Je me revois faire mes adieux à cette maison aux parquets cirés, les larges fenêtres donnant sur une étendue verdoyante.
L'infirmière qui pendant des mois m'avait soignée était venue m'étreindre mêlant ses larmes aux miennes d'un au revoir possible plus tard.
Les enfants étaient désespérés de quitter ce foyer, leur école et les compagnons de classe et de jeux.
Mais contre le chômage et le manque à gagner amenant les privations, le choix ne fut pas anodin, la raison l'emportait sur l'attachement à ce joli coin de l'Aisne.
Arrivant dans l'appartement situé au quatrième étage sans ascenceur d'une ville en région dunkerquoise ce fut très pénible pour mes petits d'être enfermés tels des animaux privés de liberté.
Pendant des heures la nuit je suis restée debout derrière la fenêtre le regard fixant ces flammes sortant des torchères de l'aciérie qui illuminaient le ciel et l'environnement.

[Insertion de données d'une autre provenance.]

PR #203, opened 2021-03-23
Grant aspen batch jobs additional permissions

ttung:
### Description
1. This allows aspen batch jobs access to the secret that holds the gisaid credentials.
1. This allows aspen batch jobs access to the aspen-config secret.
1. This allows aspen batch jobs access to create more batch jobs.
1. This allows aspen batch jobs access to S3.

Depends on #202, #204

#### Issue

### Test plan
`make deploy-tf`

### DIFF
--- a/terraform/aspen_batch_iam.tf
+++ b/terraform/aspen_batch_iam.tf
@@ -1,6 +1,65 @@
+data "aws_secretsmanager_secret" "gisaid-download-credentials" {
+  name = "gisaid-download-credentials"
+}
+
 resource "aws_iam_role" "aspen-batch-jobs-role" {
   name = "aspen-batch-jobs-role"
   assume_role_policy = templatefile("${path.module}/iam_templates/trust_policy.json", {
     trust_services = ["ecs-tasks"]
   })
+}
+
+
+resource "aws_iam_policy" "aspen-batch-jobs-policies" {
+  name = "aspen-batch-jobs-policies"
+  policy = <<-POLICY
+  {
+      "Version": "2012-10-17",
+      "Statement": [
+          {
+              "Effect": "Allow",
+              "Action": "secretsmanager:GetSecretValue",
+              "Resource": [
+                  "${data.aws_secretsmanager_secret.aspen_config.arn}",
+                  "${data.aws_secretsmanager_secret.gisaid-download-credentials.arn}"
+              ]
+          },
+          {
+              "Effect": "Allow",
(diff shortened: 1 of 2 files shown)


terraform/aspen_batch_iam.tf
```diff
@@ -1,6 +1,65 @@
...
   name = "aspen-batch-jobs-role"
   assume_role_policy = templatefile("${path.module}/iam_templates/trust_policy.json", {
     trust_services = ["ecs-tasks"]
   })
 }
+
+
+resource "aws_iam_policy" "aspen-batch-jobs-policies" {
+  name = "aspen-batch-jobs-policies"
+  policy = <<-POLICY
```
phoenixAja, line 15: is this syntax correct or is it supposed to be `<<POLICY`? Why use this syntax instead of `<<EOF` (which seems to be what the terraform docs prefer)

terraform/aspen_batch_iam.tf
```diff
@@ -1,6 +1,65 @@
...
+          {
+              "Effect": "Allow",
+              "Action": [
+                  "s3:GetObject",
+                  "s3:PutObject"
+              ],
+              "Resource": [
+                  "arn:aws:s3:::${aws_s3_bucket.aspen-data.bucket}/raw_gisaid_dump/*",
+                  "arn:aws:s3:::${aws_s3_bucket.aspen-data.bucket}/processed_gisaid_dump/*",
+                  "arn:aws:s3:::${aws_s3_bucket.aspen-data.bucket}/aligned_gisaid_dump/*"
```
phoenixAja: would be nice to move these key names to their own local variables eventually, just in case we need to use them in any other resource down the road.

phoenixAja (approved):

terraform/aspen_batch_iam.tf
ttung: <<- allows you to indent the input.  see https://www.terraform.io/docs/language/expressions/strings.html#indented-heredocs

terraform/aspen_batch_iam.tf
ttung: Yeah, I don't know if there's a way to share strings between terraform and python... @jgadling ?

terraform/aspen_batch_iam.tf
phoenixAja: oh sweet didn't know that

Je pensais à mon mari faisant les postes, les trois huit disait-on, travail pénible complètement autre que l'ancien qu'il avait.
Des flammes rouges, jaunes, emportant des poussières aux alentours, pailletant le linge mis à sècher, ah ces grandes lèchettes de feu qui me faisaient peur, me replongeant en pensées dans la nature belle et sauvage.
J'ai eu très souvent des moments de désespoir, en voyant et écoutant les enfants de leur mal-être dans ce contexte.
Ce qui nous fit le plus grand bien furent les balades le long de la plage, et les baignades à la digue située à deux kms.
Même l'hiver nous y allions, respirant à plein poumons le grand air de cette étendue délaissée par grand froid et qui ne nous faisait pas peur.
Le grand immeuble où nous logions les yeux apercevaient au loin les usines d'où jour et nuit les fumées embrûmaient encore plus le ciel gris du mois de mars mois de l'emménagement.
Quand au bout de plus d'un an nous eûmes une maison presqu'à la campagne, nous avons retrouvé plus de joie surtout les enfants qui commençaient à dépérir n'est pas le mot, non plutôt déprimer perdant même l'envie d'aller en classe eux qui l'adoraient dans l'Aisne parcourant chaque jour quatre fois deux kms huit cents à pieds avec le sourire été comme hiver.
Maintenant je me dis que ça forge un caractère et donne de l'endurance pour une belle avancée dans le chemin de vie.